When your pupils are different sizes, the medical term is anisocoria. It’s more common than most people realize: about 14% of healthy people have a slight, natural difference in pupil size that causes no problems at all. But anisocoria can also signal something that needs attention, from a benign nerve issue to a medical emergency, depending on what other symptoms come with it.
Physiologic Anisocoria: The Harmless Kind
The most common reason for unequal pupils is simply how your body is built. A study of 708 healthy subjects found that 13.7% had measurable anisocoria on photography, with no underlying disease. This type is called physiologic anisocoria, and the size difference is usually small, often less than a millimeter. Both pupils still react normally to light and darkness. If you’ve had slightly different pupil sizes for as long as you can remember and no other symptoms, this is the most likely explanation.

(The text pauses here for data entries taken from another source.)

PR #256, opened 2026-07-01
replace retired openai image models with gpt-image-2 (dall-e 3 is shut down too)

MoonCaves:
## Summary

turns out it's not just gpt-image-1 — dall-e-2/3 got shut down on 2026-05-12 ([deprecations page](https://developers.openai.com/api/docs/deprecations)), so the dall-e-3 fallback in this tool has been 400ing for weeks too. this revision drops the dead models instead of keeping them in the enum, updates the pricing per the review, and scrubs the stale model references from the docs/skills that feed provider planning.

went with narrowing the enum to just `gpt-image-2` rather than widening to the family — `gpt-image-1.5` and `gpt-image-1-mini` are also on the deprecations page (shutdown 2026-12-01, recommended replacement `gpt-image-2`), so adding them just sets up the same breakage in five months.

## Related issue

Closes #

## Changes

- `openai_image`: enum -> `["gpt-image-2"]`, dall-e code path / sizes (1024x1792, 1792x1024) / qualities (standard, hd) removed, `estimate_cost` = real gpt-image-2 pricing ($0.006 / $0.053 / $0.211 low/med/high at 1024x1024, per the [image gen guide](https://developers.openai.com/api/docs/guides/image-generation))
- `image_gen` (the deprecated one): default dall-e-3 -> gpt-image-2, and dropped `response_format="b64_json"` — the api reference says gpt-image models don't take that param, so swapping the model name alone would still error
- docs/skills sweep: README (en + zh), `.env.example`, `docs/PROVIDERS.md` (pricing table + a short note on the shutdowns), `docs/ARCHITECTURE.md`, `AGENT_GUIDE.md`, 3 `skills/creative/*` files, the "image model parameters" line across 14 `skills/pipelines/*` director files, `tests/qa/QA_PLAN.md`
- left the two README showcase blurbs that mention gpt-image-1 — that's just how that demo was made at the time

## Testing

- `python3 -m py_compile` on both tools
- registry discovery against the changed files: both tools found, `openai_image` enum reads `['gpt-image-2']`, costs return 0.211/0.053/0.006
- checked for callers passing the removed values (standard/hd, the dall-e sizes, dall-e-3): nothing calls `openai_image` directly except these two files, and `image_selector` strips params the target schema doesn't declare
- `grep -riE "dall-?e|gpt-image-1"` across the repo comes back with just the two showcase blurbs + the note this PR adds to PROVIDERS.md

## Checklist

- [x] I ran the relevant tests locally (`make test-contracts` / `make test`) where applicable. (`pytest tests/ --ignore=tests/qa`: 336 passed, 6 skipped, 4 failed — the qa dir makes paid API calls so it was excluded, and the 4 failures reproduce identically on a copy *without* this change, so they're local-environment drift, not this diff)

### DIFF
--- a/.env.example
+++ b/.env.example
@@ -16,7 +16,7 @@ GOOGLE_CLOUD_LOCATION=            # Vertex AI region, default us-central1
 
 # --- Voice ---
 ELEVENLABS_API_KEY=          # TTS narration, music generation, sound effects
-OPENAI_API_KEY=              # OpenAI TTS fallback and DALL-E image generation
+OPENAI_API_KEY=              # OpenAI TTS fallback and GPT Image 2 image generation
 XAI_API_KEY=                 # Grok image generation/editing and Grok video generation
 DOUBAO_SPEECH_API_KEY=       # Volcengine Doubao Speech TTS (new console API Key)
 DOUBAO_SPEECH_VOICE_TYPE=    # Default Doubao speaker/voice type, e.g. zh_female_vv_uranus_bigtts
--- a/AGENT_GUIDE.md
+++ b/AGENT_GUIDE.md
@@ -489,7 +489,7 @@ Three selector tools abstract multi-provider capabilities. **Selectors auto-disc
 | Selector | Routes to | How it discovers |
 |----------|-----------|-----------------|
 | `tts_selector` | All tools with `capability="tts"` (ElevenLabs, Google TTS, OpenAI, Piper) | `registry.get_by_capability("tts")` |
-| `image_selector` | All tools with `capability="image_generation"` (FLUX, Google Imagen, DALL-E, Recraft, etc.) | `registry.get_by_capability("image_generation")` |
+| `image_selector` | All tools with `capability="image_generation"` (FLUX, Google Imagen, GPT Image, Recraft, etc.) | `registry.get_by_capability("image_generation")` |
 | `video_selector` | All tools with `capability="video_generation"` | `registry.get_by_capability("video_generation")` |
 
 Selectors route based on: user preference > availability > discovery order. They adapt input schemas between providers transparently.
--- a/README.md
+++ b/README.md
@@ -183,7 +183,7 @@ SUNO_API_KEY=your-key          # Full songs, instrumentals, any genre
 
 # Voice & images:
 ELEVENLABS_API_KEY=your-key    # Premium TTS, AI music, sound effects
-OPENAI_API_KEY=your-key        # OpenAI TTS, DALL-E 3 images
+OPENAI_API_KEY=your-key        # OpenAI TTS, GPT Image 2 images
 XAI_API_KEY=your-key           # xAI Grok image edits/generation + Grok video generation
 GOOGLE_API_KEY=your-key        # Google Imagen images, Google TTS (700+ voices)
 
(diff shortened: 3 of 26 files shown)


calesthio (changes requested):
Thanks for jumping on the retired default. I agree this needs to move off `gpt-image-1`, but I think this needs a small follow-up before merge:

1. `estimate_cost()` now treats every `"gpt-image"` model as the old GPT Image 1 pricing. With the new default, local probing returns `$0.167` for `gpt-image-2` high quality, but current OpenAI pricing lists GPT Image 2 1024x1024 high at `$0.211`, medium at `$0.053`, and low at `$0.006`. Since OpenMontage exposes these costs during provider planning, the default model change should update pricing instead of reusing the retired model's cost map.

2. The PR description says the substring check makes the GPT Image family work, but the schema enum still only allows `gpt-image-2` and `dall-e-3`. If the intent is family support, the schema needs to include the supported GPT Image variants; otherwise the implementation/description should stay scoped to just the new default.

3. Please update the user/agent-facing docs and skills that still describe `openai_image` as DALL-E 3 or GPT Image 1, especially `docs/PROVIDERS.md` and `skills/creative/image-provider-usage.md`. Those docs feed provider planning, so they should match the new default and pricing.

I verified `python -m py_compile tools/graphics/openai_image.py` passes and registry discovery still finds `openai_image`; I did not find an actionable security or dependency issue in this one-file diff.

MoonCaves:
thanks for the review — all three points addressed, plus one thing found on the way: dall-e-2/3 were actually shut down on 2026-05-12 ([deprecations page](https://developers.openai.com/api/docs/deprecations)), so the dall-e-3 fallback here has been erroring for ~7 weeks same as gpt-image-1. rather than keep a dead path, this revision removes it.

1. **pricing** — `estimate_cost` now uses the real gpt-image-2 numbers you quoted ($0.006 / $0.053 / $0.211 at 1024x1024, from the [image gen guide](https://developers.openai.com/api/docs/guides/image-generation)). non-square sizes run a bit cheaper ($0.005 / $0.041 / $0.165) — kept the square rates as the conservative estimate, noted in a comment.

2. **schema** — went the narrow way instead of widening: enum is just `["gpt-image-2"]` and the substring branch is gone, so no more family claim. didn't add gpt-image-1.5/mini since those also shut down 2026-12-01 with gpt-image-2 as the stated replacement — they'd just break again in five months. the dall-e-only sizes and standard/hd qualities came out with the fallback.

3. **docs** — PROVIDERS.md and image-provider-usage.md updated as asked, and did a full sweep for other stale references while at it: README (en + zh), .env.example, ARCHITECTURE.md, AGENT_GUIDE.md, data-visualization + image-gen-usage skills, QA_PLAN, and the "image model parameters" line across the 14 pipeline director skills. the only mentions left are the two README showcase blurbs (that's how the demo was made) and the deprecation note this adds to PROVIDERS.md.

also folded in `image_gen.py` — same root cause, and its openai path additionally sends `response_format="b64_json"`, which the api reference says gpt-image models don't accept ("This parameter isn't supported for the GPT image models"), so a model-name swap alone wouldn't have fixed it. it's already marked deprecated in favor of `image_selector` but it's still callable. happy to split it into its own PR if you'd rather keep this one single-file.

testing: `py_compile` on both tools, registry discovery still finds them, and checked nothing else passes the removed values — nothing calls `openai_image` directly except these two files, and `image_selector` strips params the target schema doesn't declare.

calesthio (approved):
Thanks for the follow-up. This addresses my requested changes: `openai_image` is narrowed to `gpt-image-2`, the GPT Image 2 cost estimates now match the current pricing table, the stale DALL-E/GPT Image 1 docs and skills were updated, and the deprecated `image_gen` path was brought forward too.

I re-ran the focused checks locally: `python -m py_compile tools/graphics/openai_image.py tools/graphics/image_gen.py`, registry discovery/cost probes for both tools, stale-reference grep, and `python -m pytest tests/contracts -q` (`329 passed, 2 skipped`). GitHub's Validate Python check is also green. I do not have further findings.

PR #258, opened 2026-07-01
feat: add Agnes AI (Sapiens AI) image and video generation providers

cccczl:
Add two new provider tools and corresponding Layer 3 agent skills for the Agnes AI API by Sapiens AI:

- tools/graphics/agnes_image.py: image generation with T2I, I2I, and multi-image composition via agnes-image-2.0-flash and agnes-image-2.1-flash models
- tools/video/agnes_video.py: async video generation with T2V, I2V, multi-image video, and keyframe animation via agnes-video-v2.0 model
- .agents/skills/agnes-image/SKILL.md: prompting guide, API notes, and integration checklist for image generation
- .agents/skills/agnes-video/SKILL.md: prompting guide, async polling patterns, duration control, and I2V resolution normalization caveats
- .env.example: add AGNES_API_KEY entry

Both tools are auto-discovered by the registry and immediately available through image_selector and video_selector with no additional wiring required. Currently free (/bin/bash/image, /bin/bash/second).

## Related issue

Closes #

## Changes

-

## Testing

-

## Checklist

### DIFF
--- a/.agents/skills/agnes-image/SKILL.md
+++ b/.agents/skills/agnes-image/SKILL.md
@@ -1,0 +1,120 @@
+---
+name: agnes-image
+description: |
+  Agnes AI image generation with Sapiens AI models. Use when: (1) Generating images via agnes-image-2.0-flash or agnes-image-2.1-flash, (2) Cost-free image generation, (3) High-information-density visuals, (4) Multi-image composition, (5) Image editing and style transfer.
+metadata:
+  author: Sapiens AI
+  version: "1.0.0"
+  tags: agnes, sapiens, image-generation, t2i, i2i
+---
+
+# Agnes Image Generation
+
+## When to Use
+
+- Cost-free image generation (currently $0/image, standard price $0.003/image)
+- High-information-density visuals with complex compositions (use 2.1-flash)
+- Multi-image composition (combine characters or elements into one scene)
+- Image editing, style transfer, background replacement
+- General text-to-image when budget is constrained
+
+## Models
+
+| Model | Best For | Speed |
+|-------|----------|-------|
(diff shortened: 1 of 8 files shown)


calesthio (changes requested):
Thank you for adding image and video coverage for Agnes/Sapiens AI. The tools import and discover cleanly, but I found merge blockers in the provider boundary and contract coverage:

1. `AgnesVideo` silently switches providers for local reference images. If the Agnes relay fails for any reason, `_upload_image_via_agnes()` is caught and the same user asset is uploaded through fal.ai via `upload_image_fal`; a second catch then embeds it as a data URI. That is an undisclosed cross-provider upload and violates the no-unilateral-substitution contract. Please keep the request on Agnes, return a clear failure, or make any fallback an explicit user-approved route.

2. The documented video constraints are not enforced: `num_frames` says it must follow `8n+1` and be at most 441, and `frame_rate` says 1-60, but the schema has no bounds and `execute()` forwards invalid values to the remote API. Add local combination validation so malformed paid/remote requests fail before submission.

3. This new provider has no focused tests and no `docs/PROVIDERS.md` entry. The review guide requires mocked transport/status/registry/selector coverage for a selector-backed provider. Please also declare `env:AGNES_API_KEY` in both tools' dependencies and include source images, operation, and other output-affecting controls in the idempotency keys.

I could not find public primary API documentation that independently establishes the permanent `$0/image` and `$0/second` claims. Please link the authoritative pricing/quota terms and describe any promotion or fair-use limits rather than encoding an unqualified permanent zero cost.

Validation: both modules compile, both tools discover as unavailable without credentials, `git diff --check` passes, and a clean merge simulation against current `origin/main` passes.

What Makes Pupils Change Size
Your pupil size is controlled by two tiny muscles in the iris that work against each other. One muscle constricts the pupil (making it smaller), and the other dilates it (making it larger). These muscles are controlled by different sets of nerves. The constricting muscle gets its signal through a parasympathetic nerve pathway that travels with the third cranial nerve. The dilating muscle gets its signal through a sympathetic nerve pathway that runs from the brain, down through the chest, and back up along the carotid artery to the eye.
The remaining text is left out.